PR #3449, opened 2024-06-06
NO-ISSUE: Update asset.yaml source for the route crd

copejon:
The route API CRD was previously source from the route-controller-manager. This has proven to be problematic since the source file path has change in the last release.  MicroShift should source the CRD from the router repository instead, which should be safer in the future.

The source path used here is `amd64`.  It doesn't matter which arch is manifest is pulled from since the CRD is not arch-dependent.

### DIFF
--- a/scripts/auto-rebase/assets.yaml
+++ b/scripts/auto-rebase/assets.yaml
@@ -200,7 +200,8 @@ assets:
       - file: storage_version_migration.crd.yaml
         src:  0000_50_cluster-kube-storage-version-migrator-operator_01_storage_migration_crd.yaml
       - file: route.crd.yaml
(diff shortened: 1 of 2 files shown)


jerpeter1:
Are we sure the CRD in the router repo is the one we want? The PR where route/v1/route.crd.yaml was introduced claims that it superseded https://github.com/openshift/router/blob/master/deploy/route_crd.yaml . It also looks substantially different than e.g. https://github.com/openshift/api/blob/master/route/v1/zz_generated.crd-manifests/routes-Default.crd.yaml .

copejon:
@jerpeter1 I've updated the PR per your recommendation.  The rebase script will clone the openshift/api repository and copy the routes-Default.crd.yaml file.

PR #348, opened 2025-03-03
Cleanup analytics command, support markdown

pvdz:
This is about the `socket analytics` command:

- Supports the `--markdown` flag, which was previously advertised but completely ignored
  - Including the `--file` flag for it, just like `--json`
- JSON to file will be formatted
- JSON to stdout will be same as the one written to file
  - No more relying on `console.log` to do the formatting, or to hit depth limits
- JSON serialization separately trapped
  - A bit redundant but it's possible for .stringify to hit cicular refs and fail hard
- Fixed up the typing such that the SDK types are properly reflected
- Added some input error conditions which are hidden by default

### DIFF
--- a/src/commands/analytics/cmd-analytics.ts
+++ b/src/commands/analytics/cmd-analytics.ts
@@ -2,13 +2,11 @@ import colors from 'yoctocolors-cjs'
 
 import { logger } from '@socketsecurity/registry/lib/logger'
 
-import { displayAnalytics } from './display-analytics'
+import { displayAnalytics } from './display-analytics.ts'
 import constants from '../../constants'
 import { commonFlags, outputFlags } from '../../flags'
-import { AuthError } from '../../utils/errors'
 import { meowOrExit } from '../../utils/meow-with-subcommands'
 import { getFlagListOutput } from '../../utils/output-formatting'
-import { getDefaultToken } from '../../utils/sdk'
 
 import type { CliCommandConfig } from '../../utils/meow-with-subcommands'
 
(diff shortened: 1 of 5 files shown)


src/commands/analytics/cmd-analytics.ts
```diff
@@ -2,13 +2,11 @@ import colors from 'yoctocolors-cjs'
 
 import { logger } from '@socketsecurity/registry/lib/logger'
 
-import { displayAnalytics } from './display-analytics'
+import { displayAnalytics } from './display-analytics.ts'
```
jdalton, line 5: ☝️ I added a lint rule to main to help auto clean the `.ts` up

src/commands/analytics/display-analytics.ts
```diff
@@ -6,45 +6,32 @@ import contrib from 'blessed-contrib'
 
 import { logger } from '@socketsecurity/registry/lib/logger'
 
+import { fetchOrgAnalyticsData } from './fetch-org-analytics.ts'
+import { fetchRepoAnalyticsData } from './fetch-repo-analytics.ts' // Note: Widgets does not seem to actually work as code :'(
```
jdalton, line 10: ☝️ Widgets comment needs to be moved down

jdalton (approved):

src/commands/analytics/display-analytics.ts
pvdz: yeah that one is annoying. the autofix ignores it.

src/commands/analytics/cmd-analytics.ts
jdalton: It should _(hmm it says it's fixable...)_.

src/commands/analytics/display-analytics.ts
```diff
@@ -305,16 +406,17 @@ function formatData(
...
 }
 
 function renderLineCharts(
   grid: contrib.grid,
-  screen: any,
+  screen: Widgets.Screen,
   title: string,
-  coords: number[],
-  data: { [key: string]: number }
+  coords: Array<number>,
```
jdalton, line 418: ☝️ Added a lint rule to add consistency to types (it's a split the difference approach)

PR #357, opened 2025-03-05
Enable banner by default over stderr

pvdz:
This enables the Socket ascii art banner at the top of every command and help screen.

It looks roughly like this:

```
   _____         _       _        /---------------
  |   __|___ ___| |_ ___| |_      | Socket.dev CLI ver 0.14.57:a70bc02:72eb3827:dev
  |__   | . |  _| '_| -_|  _|     | Node: v20.18.2, API token set: 19tED
  |_____|___|___|_,_|___|_|.dev   | Command: `socket`, cwd: ~/socket/socket-cli
```

This banner contains versioning, login status, command executed (without flags), and the cwd.

This will help us with debugging when people include this in their report.

The banner is emitted over stderr (just like the spinner) and should not interfere with output that's meant to be piped through.

### DIFF
--- a/src/utils/meow-with-subcommands.ts
+++ b/src/utils/meow-with-subcommands.ts
@@ -12,7 +12,7 @@ import { MeowFlags, commonFlags } from '../flags'
 
 import type { Options } from 'meow'
 
-const { DRY_RUN_LABEL, REDACTED, SOCKET_CLI_SHOW_BANNER } = constants
+const { DRY_RUN_LABEL, REDACTED } = constants
 
 interface CliAlias {
   description: string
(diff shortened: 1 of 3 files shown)


src/utils/meow-with-subcommands.ts
```diff
@@ -208,7 +214,7 @@ function getAsciiHeader(command: string) {
     ? REDACTED
     : process
         .cwd()
-        .replace(new RegExp(`^${escapeRegExp(constants.homePath)}`, 'i'), '~/')
+        .replace(new RegExp(`^${escapeRegExp(constants.homePath)}`, 'i'), '~')
```
jdalton, line 217: Ah ya the double `//`. Good catch!

PR #384, opened 2025-03-25
Abstract bad input reporter to make it more consistent

pvdz:
This abstracts the input error reporting to be done by one function.

The advantage is that it looks cleaner on the command files side of things with the output being consistent across all commands. Same coloring, markup, indentation, etc.

Later we'll be able to more easily handle the markdown/json cases, too.


jdalton (approved):

jdalton (dismissed):
Test fails

jdalton (approved):

PR #423, opened 2025-04-07
Fix flags of scan create

pvdz:
Remove the --view flag, which wasn't doing anything
Connect the various commit meta data flags, which were not forwarding the data to the API call

### DIFF
--- a/src/commands/scan/cmd-scan-create.ts
+++ b/src/commands/scan/cmd-scan-create.ts
@@ -59,7 +59,7 @@ const config: CliCommandConfig = {
     dryRun: {
       type: 'boolean',
       description:
-        'run input validation part of command without any concrete side effects'
+        'Run input validation part of command without any concrete side effects'
     },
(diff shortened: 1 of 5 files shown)


src/commands/scan/cmd-scan-create.ts
```diff
@@ -56,34 +56,34 @@ const config: CliCommandConfig = {
       description:
         'Set the default branch of the repository to the branch of this full-scan. Should only need to be done once, for example for the "main" or "master" branch.'
     },
-    pendingHead: {
+    dryRun: {
       type: 'boolean',
-      default: true,
       description:
-        'Designate this full-scan as the latest scan of a given branch. This must be set to have it show up in the dashboard.'
+        'run input validation part of command without any concrete side effects'
```
jdalton, line 62:
```suggestion
        'Run input validation part of command without any concrete side effects'
```

jdalton (approved):

PR #454, opened 2025-04-15
Add `socket manifest conda` to convert to requirements.txt

pvdz:
The `socket manifest conda` will try to extract the pip block from a Conda environment.yml file and return it as a python requirements.txt file.

### DIFF
--- a/src/commands/manifest/cmd-manifest-auto.ts
+++ b/src/commands/manifest/cmd-manifest-auto.ts
@@ -5,6 +5,7 @@ import meow from 'meow'
 
 import { logger } from '@socketsecurity/registry/lib/logger'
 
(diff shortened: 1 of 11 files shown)


mikolalysenko (approved):

src/commands/manifest/cmd-manifest-auto.ts
```diff
@@ -110,6 +111,22 @@ async function run(
     return
   }
 
+  if (existsSync(path.join(dir, 'environment.yml'))) {
```
jdalton, line 114: @pvdz We should also check for `.yaml` too?

pvdz: sure!

PR #458, opened 2025-04-15
Add warning for using `manifest conda`

pvdz:
We don't actually support the Conda ecosystem yet so we're adding a warning for this conversion to try and make sure that it's clear that we don't.


pvdz:
@mikolalysenko please confirm phrasing

BoomchainLabs (approved):

jdalton (approved):

PR #470, opened 2025-04-23
Add node 18 deprecation warning to banner

pvdz:
We should at least give people a heads up about it.

image

(Hm, this would cause the node 18 tests to break because snapshots. Can we maybe just turn that test runner off now in anticipation of the full deprecation?)


jdalton:
Yes

jdalton (approved):

PR #501, opened 2025-05-01
Fix package shallow command due to type mismatch

pvdz:
This fixes `socket package shallow npm babel` which currently breaks due to bad API typing in SDK in OpenAI.


src/commands/package/fetch-purls-shallow-score.mts
```diff
@@ -41,5 +41,9 @@ export async function fetchPurlsShallowScore(
     return handleFailedApiResponse('batchPackageFetch', result)
   }
 
-  return { ok: true, data: result }
+  // TODO: seems like there's a bug in the typing since we absolutely have to return the .data here
+  return {
+    ok: true,
+    data: result.data as SocketSdkReturnType<'batchPackageFetch'>
```
jdalton, line 47: @bcomnes ☝️. @pvdz this happen with the latest sdk update or has it been an issue?

PR #579, opened 2025-05-21
Make manifest auto detect all cases and run any found

pvdz:
This will make `socket manifest auto` first detect all targets and then run any found, rather than only the first one.

This detect script will also be shared with `socket scan create`, later.

### DIFF
--- a/src/commands/manifest/cmd-manifest-auto.mts
+++ b/src/commands/manifest/cmd-manifest-auto.mts
@@ -1,7 +1,5 @@
 import path from 'node:path'
 
-import meow from 'meow'
-
 import { debugLog } from '@socketsecurity/registry/lib/debug'
 import { logger } from '@socketsecurity/registry/lib/logger'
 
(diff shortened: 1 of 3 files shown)


src/commands/manifest/cmd-manifest-auto.mts
```diff
@@ -77,83 +77,59 @@ async function run(
     logger.groupEnd()
   }
 
-  const subArgs = []
-  if (verbose) {
-    subArgs.push('--verbose')
-  }
+  // Both ways work (with and without `=`)
+  // const tmp = meow('', {argv: '--bin x --foo=y'.split(' '), allowUnknownFlags:true, importMeta})
+  // console.log('--->', tmp.input, tmp.flags);
```
jdalton, line 82: ☝️ Debug?

jdalton (approved):
Minor nit.

src/commands/manifest/cmd-manifest-auto.mts
pvdz: mmmm, mental note?

PR #636, opened 2025-06-04
Fix duplicate output in score, add tests

pvdz:
I noticed that the results for a python package were duplicated. This was due to a .release field on the python artifacts, like build targets. I don't think the user cares as much about the score for individual build targets so I'm consolidating those results into a single score, taking the worst value from each result.

The json response will remain raw. Not sure if we want to or should mess with that.

I've also added a test for the score output, shallow and deep, for each ecosystem. At least this way we can track changes when they happen.


jdalton (approved):
🙏 🙏 🐸 🐛

PR #1511, opened 2026-08-24
fix(release): don't require version field to start a line

jdalton:
LLM Description written by Claude Code:Claude Sonnet 5
-----
## Summary

`writeManifestVersion` in `scripts/release/bump.mts` rewrites `package.json`'s version field with `/^(\s*"version":\s*")[^"]*(")/m` - anchored to require the field to open its own line. That anchor is fragile: the v1.x publish workflow hit the mismatch on CI twice ([2026-08-18](https://github.com/SocketDev/socket-cli/actions/runs/32138553834/job/95715503634), [2026-08-24](https://github.com/SocketDev/socket-cli/actions/runs/32710321835)), aborting the release with a false "no top-level version line" error even though `JSON.parse` on the exact same content resolves `version` correctly every time (confirmed by pulling the committed `package.json` at each failing run's exact commit SHA and testing the regex against it directly - it matches fine in isolation, so the anchor is failing against *something* in the CI-checked-out bytes that a plain `git show` doesn't reproduce).

The fleet's own canonical `scripts/fleet/bump.mts` (used by `main` and every other fleet member) already solves this the same way this PR does: no `^` anchor, no `/m` flag, just match the first `"version": "..."` occurrence anywhere in the file. `main` and other fleet repos were never at risk - only `v1.x`, which predates the fleet migration and still carries its own bespoke copy of this script.

## Changes

- `scripts/release/bump.mts`: drop the anchor/multiline flag, matching the fleet-canonical pattern
- `test/release-bump.test.mts`: new coverage for `writeManifestVersion`, including a minified-manifest case that reproduces the exact class of failure the old anchor was vulnerable to

## Test plan

- [x] `pnpm run test:unit test/release-bump.test.mts` - 3/3 pass
- [x] `pnpm run test:unit test/release-version.test.mts` - 29/29 pass (sibling suite unaffected)
- [x] `pnpm exec oxlint` on touched files - 0 warnings/errors

---

> [!NOTE]
> **Low Risk**
> Narrow change to release-time string replacement plus tests; no auth, runtime CLI, or user data paths.
> 
> **Overview**
> **Fixes intermittent CI release failures** where `writeManifestVersion` falsely reported it could not find a top-level `version` in `package.json` even though `JSON.parse` succeeded.
> 
> The bump script now replaces the version with an **unanchored** regex that matches the first `"version": "…"` anywhere in the file, instead of requiring that pattern at the start of a line (`^` + `/m`). That aligns with the fleet bump approach and handles **minified or oddly formatted** manifests that still parse as valid JSON.
> 
> Adds **`test/release-bump.test.mts`** with unit tests for pretty-printed and minified `package.json`, plus the error path when `version` is missing.
> 
> <sup>Reviewed by [Cursor Bugbot](https://cursor.com/bugbot) for commit 09f7713c7b78e9d73bb9f7dfad57906d5d0e4aac. Configure [here](https://www.cursor.com/dashboard/bugbot).</sup>

### DIFF
--- a/scripts/release/bump.mts
+++ b/scripts/release/bump.mts
@@ -158,10 +158,7 @@ function readPackageJson(): { parsed: PackageJsonShape; raw: string } {
  * is the one line a reviewer expects.
  */
 export function writeManifestVersion(raw: string, version: string): string {
-  const replaced = raw.replace(
-    /^(\s*"version":\s*")[^"]*(")/m,
-    `$1${version}$2`,
-  )
+  const replaced = raw.replace(/("version":\s*")[^"]*(")/, `$1${version}$2`)
   if (replaced === raw) {
     throw new Error(
       '[bump] could not rewrite the package.json version field.\n' +
--- a/scripts/release/bump.mts
+++ b/scripts/release/bump.mts
@@ -158,7 +158,10 @@ function readPackageJson(): { parsed: PackageJsonShape; raw: string } {
  * is the one line a reviewer expects.
  */
 export function writeManifestVersion(raw: string, version: string): string {
-  const replaced = raw.replace(/("version":\s*")[^"]*(")/, `$1${version}$2`)
+  const replaced = raw.replace(
+    /("version":\s*")[^"]+(")/,
+    (_m, pre: string, post: string) => `${pre}${version}${post}`,
+  )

==*==

Work required: Given the records above, reproduce precisely and only the lines between the line holding "python requirements.txt file." and the line holding "jdalton, line 47: @bcomnes", inclusive.

Exercise result:
The `socket manifest conda` will try to extract the pip block from a Conda environment.yml file and return it as a python requirements.txt file.

### DIFF
--- a/src/commands/manifest/cmd-manifest-auto.ts
+++ b/src/commands/manifest/cmd-manifest-auto.ts
@@ -5,6 +5,7 @@ import meow from 'meow'
 
 import { logger } from '@socketsecurity/registry/lib/logger'
 
(diff shortened: 1 of 11 files shown)


mikolalysenko (approved):

src/commands/manifest/cmd-manifest-auto.ts
```diff
@@ -110,6 +111,22 @@ async function run(
     return
   }
 
+  if (existsSync(path.join(dir, 'environment.yml'))) {
```
jdalton, line 114: @pvdz We should also check for `.yaml` too?

pvdz: sure!

PR #458, opened 2025-04-15
Add warning for using `manifest conda`

pvdz:
We don't actually support the Conda ecosystem yet so we're adding a warning for this conversion to try and make sure that it's clear that we don't.


pvdz:
@mikolalysenko please confirm phrasing

BoomchainLabs (approved):

jdalton (approved):

PR #470, opened 2025-04-23
Add node 18 deprecation warning to banner

pvdz:
We should at least give people a heads up about it.

image

(Hm, this would cause the node 18 tests to break because snapshots. Can we maybe just turn that test runner off now in anticipation of the full deprecation?)


jdalton:
Yes

jdalton (approved):

PR #501, opened 2025-05-01
Fix package shallow command due to type mismatch

pvdz:
This fixes `socket package shallow npm babel` which currently breaks due to bad API typing in SDK in OpenAI.


src/commands/package/fetch-purls-shallow-score.mts
```diff
@@ -41,5 +41,9 @@ export async function fetchPurlsShallowScore(
     return handleFailedApiResponse('batchPackageFetch', result)
   }
 
-  return { ok: true, data: result }
+  // TODO: seems like there's a bug in the typing since we absolutely have to return the .data here
+  return {
+    ok: true,
+    data: result.data as SocketSdkReturnType<'batchPackageFetch'>
```
jdalton, line 47: @bcomnes ☝️. @pvdz this happen with the latest sdk update or has it been an issue?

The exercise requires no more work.